Exercise goal: Reproduce every line in the listing that contains the word "secret".

○ ○ ○ ○

PR #2941, opened 2020-07-10
Update docs search navigation

### LINKED ISSUE #2933: Improve pagination for docs search
image

https://snapcraft.io/docs/search?q=snap&start=21&siteSearch=snapcraft.io/docs

solazio:
## Done

- Update pagination for docs search

## Issue / Card

Fixes #2933

## QA

- Pull the branch
- View the site locally in your web browser at: http://0.0.0.0:8004/docs/search
- Search for a term and see the pagination buttons look good

## Screenshots

image

### DIFF
--- a/static/sass/_patterns_pagination.scss
+++ b/static/sass/_patterns_pagination.scss
@@ -17,4 +17,9 @@
       }
     }
   }
+
+  // 10.07.2020 - Ovi: This can be remove once this issue is closed
+  .p-pagination__link--previous {
+    margin-inline-end: .5rem;
+  }
 }
--- a/templates/docs/search.html
+++ b/templates/docs/search.html
@@ -33,23 +33,19 @@
     </div>
   </div>
   {% endfor %}
-  <div class="p-strip p-pagination">
-    {% if  results.queries and results.queries.previousPage %}
-    <a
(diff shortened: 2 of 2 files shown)


anthonydillon:
I would prefer this to use the Vanilla pattern used in all other instances of this search. It is much easier to update a pattern instance when its similarly used in all cases. Clearly the index pattern would work better here but until we can achieve that we should use the other pattern.

tbille:
@anthonydillon can I suggest we land that PR since at the moment it's an issue that we have on the live site. It seems that having the index pattern implies work also in the `canonicalwebteam.search` module ([link](https://developers.google.com/custom-search/v1/reference/rest/v1/cse/list#response) to what @solazio pointed ).

Once fixed we can implement pattern on snacpraft.io.

nottrobin:
@tbille, @anthonydillon is off today. If this is the only way to fix this live issue quickly, go ahead and approve and merge - and add a high priority / critical issue to the board to address Ant's concern.

lilyvidenova:
Hm, I can't search for anything in the demo I'm getting a "canonicalwebteam.search.views.NoAPIKeyError" but I'm +1 based on the screenshot :)

PR #2973, opened 2020-07-24
Upgrade to babel 7

### LINKED ISSUE #2930: Upgrade babel
As it turns out to be very complicated to do this in a renovate/all PR because are so many things updated, I decided to try to remove babel 6 and add babel 7 from scratch.

solazio:
## Done

- Upgrade to babel 7

## Issue / Card

Fixes #2930 

## QA

- Pull the branch
- Just click around and see everything works as expected

## Screenshots


static/js/public/first-snap-flow.test.js
```diff
@@ -6,6 +6,9 @@ describe("initChooseName", () => {
   let nameInput;
   let submitButton;
 
+  const _window = window;
+  window.location = _window.location;
```
jkfran, line 10: This looks really hacky, is this fine?

anthonydillon: @solazio what the reason for this? It seems it's just reassigning the value from itself?

solazio: the "good" way to do this would be `const { location } = window;`, but  babel-eslint module doesn't like that because further I I only use `window.location` and not `location` so it throws an error. To fix it I either hack it this way or I would probably need to find and install another module which under the hood will probably do the same thing.

jkfran: But I still don't understand the reason. if _windows = windows, then when you do `window.location = _window.location;` is exactly as it was before, right?

solazio: fixed it now. thanks

jkfran: @solazio Thank you for the explanation in the call!

PR #2984, opened 2020-08-03
Show queue time only for the 'Building Soon' builds

### LINKED ISSUE #2983: Queue time is added to the released builds
Go to `/<snap_name>/builds` and trigger a new build. After the page reloads, if you have any builds in the queue, when you hover over `Building Soon` should show the estimated time in the queue. If you hover over a `Released` build should say nothing, however it shows some queue time.

solazio:
## Done

- Show queue time only for the 'Building Soon' builds

## Issue / Card

Fixes #2983 

## QA

- Pull the branch
- Trigger a new build and hover over items in the `Result` column. You should see a `Queue time ...` tooltip only when you hover over a `Building soon` build and not older `Released` builds as currently happens

## Screenshots

### DIFF
--- a/static/js/publisher/builds/index.js
+++ b/static/js/publisher/builds/index.js
@@ -256,9 +256,10 @@ class Builds extends React.Component {
                 </Fragment>
               ),
               className: "has-icon",
-              title: queueTime[build.arch_tag]
-                ? `Queue time: up to ${queueTime[build.arch_tag]}`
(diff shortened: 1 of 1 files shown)


tbille:
I don't think this is the solution here.
The snap is already built. So it shouldn't be built again. The issue seems more a state issue, it seems that the built date is not being shared.

PR #3001, opened 2020-08-10
Update supported releases

popey:
Remove the EOL releases and add 20.04

## Done

Checked which releases are supported. Removed unsupported ones, and added in 20.04 LTS.

## Issue / Card

Reported at https://forum.snapcraft.io/t/outdated-snapcraft-info-at-every-ubuntu-package/19316

## QA

Did all this! dotrun is rather neat!

- Pull the branch

Made sure I didn't put a duff link in there, or break existing links.

## Screenshots

Screenshot from 2020-08-10 17-21-26

### DIFF
--- a/webapp/store/content/distros/ubuntu.yaml
+++ b/webapp/store/content/distros/ubuntu.yaml
@@ -6,7 +6,7 @@ logo-mono: https://assets.ubuntu.com/v1/20ba8b71-Distro_Logo_Ubuntu_White.svg
 install:
   -
     action: |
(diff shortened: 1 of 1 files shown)


diddledan:
While I understand we don't want to list out-of-support distros, do we really need to list every supported one in addition to "and later"? Surely the "and later" covers the "including" distros listed thereafter?

popey:
For normal people, I think, yes. Note these instructions need to apply to all people who install snaps. It's possible the version numbers are a confusing mess to some people. So I don't think it hurts to be super explicit about which versions are supported here.

diddledan:
Roger that :-) good thinking, Batman.

PR #3075, opened 2020-09-25
Fix 500 error after webhook creation

jkfran:
## Done

- The first call from the webhook doesn't contain the branch. This PR fix the error 

## QA

- Ping me for the QA process


tbille (approved):
Code looks good
QA'd together. Let's merge it.

PR #3093, opened 2020-10-01
Fetch builds only after the previous fetch finished

### LINKED ISSUE #2889: Snapcraft builds: Only check for new builds if the previous fetch has finished
We're currently triggering a check every x seconds, whether or not Launchpad has returned. We should only fetch again once the previous fetch has either succeeded or failed.

solazio:
## Done

- Fetch new builds only after the previous fetch finished

## Issue / Card

Fixes #2889 

## QA

- Pull the branch
- I don't know how you can QA this. But basically it should only trigger a new builds fetch 30s after the previous one has finished. Previously we were making requests every 30s, even if the last request was not finished

## Screenshots

### DIFF
--- a/static/js/publisher/builds/index.js
+++ b/static/js/publisher/builds/index.js
@@ -81,7 +81,7 @@ class Builds extends React.Component {
       triggerBuildLoading,
       shouldUpdateQueueTime,
     } = this.state;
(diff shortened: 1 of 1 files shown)


jkfran (approved):
Works as expected 👍🏻

PR #3095, opened 2020-10-01
HACKING.md - Snap automated builds

jkfran:
Update HACKING.md file to include instructions for the Snap automated builds feature.

### DIFF
--- a/HACKING.md
+++ b/HACKING.md
@@ -30,7 +30,7 @@ GITHUB_CLIENT_SECRET=<Your client secret>
 
 #### Use custom GitHub Webhook URL
 
-When you run the project locally, you probably want to link GitHub repos with your local environment; however, GitHub wouldn't be able to reach your localhost. You can use something like [ngrok](https://ngrok.com/) to proxy your machine and update the following variable in your `.env.local` file:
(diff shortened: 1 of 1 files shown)


HACKING.md
```diff
@@ -13,14 +13,52 @@ DASHBOARD_API_V2=https://dashboard.staging.snapcraft.io/api/v2/
...
+Once you've created the application, you should be given the client id and the client secret. Update your `.env.local` file with the your secrets:
+
+```bash
+GITHUB_CLIENT_ID=<Your client id>
+GITHUB_CLIENT_SECRET=<Your client secret>
+```
+
+#### Use custom GitHub Webhook URL
+
+When you run the project locally, you probably want to link GitHub repos with your local environment; however, GitHub wouldn't be able to reach your localhost. You can use something like [ngrok](https://ngrok.com/) to proxy your machine and update the following variable in your `.env.local` file:
```
tbille, line 33:
```suggestion
When you run the project locally, you probably want to link GitHub repos with your local environment; otherwise GitHub won't be able to reach your localhost. You can use a tool like [ngrok](https://ngrok.com/) to proxy to your machine and update the following variable in your `.env.local` file:
```

tbille (approved):
Small changes, but seems good to me :+1:

Issue #2777, opened 2020-05-21
Store pagination links are tiny and hard to spot


fitojb:
### Expected behaviour

Up to now, whenever I visited the Games category of the Store, I always found the same few results. It took me a while to realize I could load more of them by changing the page.

### Steps to reproduce the problem
0. Have failing eyesight or tired eyes.
1. Go to https://snapcraft.io/search?category=games
2. Scroll to the bottom.

![image](https://user-images.githubusercontent.com/554953/82551837-9212f580-9b26-11ea-964b-64cad516b69f.png)

For the benefit of discoverability by dumbasses like meself, please enclose these links in a box (like in `/first-snap` — cf. #1969), or add icons to them.

RCMainak:
I would like to working on issue.

fitojb:
Thanks @RCMainak !

PR #3096, opened 2020-10-01
Changed pagination links to buttons

RCMainak:
Fixed issue #2777. Changed pagination links to buttons.

### DIFF
--- a/templates/store/search.html
+++ b/templates/store/search.html
@@ -89,14 +89,19 @@
   {% if (searched_snaps or featured_snaps) and links %}
   <section class="p-strip is-shallow u-no-padding--top">
     <nav class="u-fixed-width u-clearfix">
-      <div class="u-float-left u-align--left">
-        {% if links.first %}<a href="{{ links.first }}">&#171;&nbsp;First</a>&nbsp;{% endif %}
-        {% if links.prev %}<a href="{{ links.prev }}">&#8249;&nbsp;Previous</a>{% endif %}
-      </div>
-      <div class="u-float-right u-align--right">
-        {% if links.next %}<a href="{{ links.next }}">Next&nbsp;&#8250;</a>{% endif %}
-        {% if links.last %}&nbsp;<a href="{{ links.last }}">Last&nbsp;&#187;</a>{% endif %}
-      </div>
+      <ol class="p-pagination">
+        {% if links.prev %}
+        <li class="p-pagination__item">
+          <a class="p-pagination__link--previous" href="{{ links.prev }}" title="Previous page"><i class="p-icon--contextual-menu"></i><span>Previous page</span></a>
+        </li>
+        {% endif %}
+
+        {% if links.next %}
+        <li class="p-pagination__item u-align-text--right">
+          <a class="p-pagination__link--next" href="{{ links.next }}" title="Next page"><span>Next page</span><i class="p-icon--contextual-menu"></i></a>
+        </li>
+        {% endif %}
+      </ol>
     </nav>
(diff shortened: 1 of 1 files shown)


lilyvidenova:
Is there a demo for this @solazio?

anthonydillon:
@lilyvidenova here you go: https://snapcraft-io-3096.demos.haus/search?q=Next&page=2

Although I think it looks better I would recommend using the Vanilla pattern for this.
https://vanillaframework.io/docs/patterns/pagination#previous--next-buttons-only

lilyvidenova:
I agree, could we please use the pagination component Ant linked above @RCMainak :)

RCMainak:
Sure. I will make the changes. Do you want to keep the first & last links or should I remove those keeping only previous & next?

lilyvidenova:
@RCMainak just like in the Vanilla example, please: 
image

Thanks for your contribution!

anthonydillon:
@lilyvidenova it is not trivial to add the index pagination and I would say out of scope for issue as a "Good first issue". I originally linked to the button only pattern:
image

I would say "Last" is not needed as it is unlikely the user wants to jump to the last page. @lilyvidenova do you agree?

lilyvidenova:
Yep, completely agree. Previous and next will suffice.

RCMainak:
I can try to implement the index pagination, hopefully I can do that by modifying [def store_view():](https://github.com/canonical-web-and-design/snapcraft.io/blob/master/webapp/store/views.py#L65) @anthonydillon

RCMainak:
@anthonydillon If we are going with previous & next pagination, I think the updated changes will be sufficient. All though I have a question, do you think I should add `p-pagination__item--right` class to Vanilla in a separate PR?

RCMainak:
Ops! The check failed because I removed first & last links in the [search_snap() method](https://github.com/canonical-web-and-design/snapcraft.io/blob/3597687798bb99262fc51a9a7ee0e42d2becba41/webapp/store/views.py#L130). Are those safe to remove or should I leave me as it was before?

If it's safe to remove the first & last links then I will update the tests.

static/sass/_patterns_pagination.scss
```diff
@@ -22,4 +22,9 @@
   .p-pagination__link--previous {
     margin-inline-end: .5rem;
   }
+
+
+  .p-pagination__item--right {
```
anthonydillon, line 27: Could you try and use the existing alignment utilities instead of adding a new pattern please. https://vanillaframework.io/docs/utilities/align

anthonydillon (changes requested):
Thank you for updating your PR. 

I have added a suggestion to use existing utilities for the alignment. From a quick look it appears `store.logic.py` also use `links.last`. I think it would be safer to leave it in the logic but only display next and prev in the template.

If you would like to follow up with the index based pagination that would be great. Let us know if you need any help.

static/sass/_patterns_pagination.scss
RCMainak: I was looking for something like this. Seems like I was looking at the wrong places. :sweat_smile:

RCMainak:
Thank you @anthonydillon for your support. I will try to implement the index pagination in a separate PR.

anthonydillon (approved):
Great thank you :+1:

RCMainak:
Hello, if you think I have made a positive impact you can help me by adding `hacktoberfest-accepted` label to this PR. Thanks.

anthonydillon:
Sure done, thank you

○ ○ ○ ○

Response to this task:
@@ -30,7 +30,7 @@ GITHUB_CLIENT_SECRET=<Your client secret>
+Once you've created the application, you should be given the client id and the client secret. Update your `.env.local` file with the your secrets:
+GITHUB_CLIENT_SECRET=<Your client secret>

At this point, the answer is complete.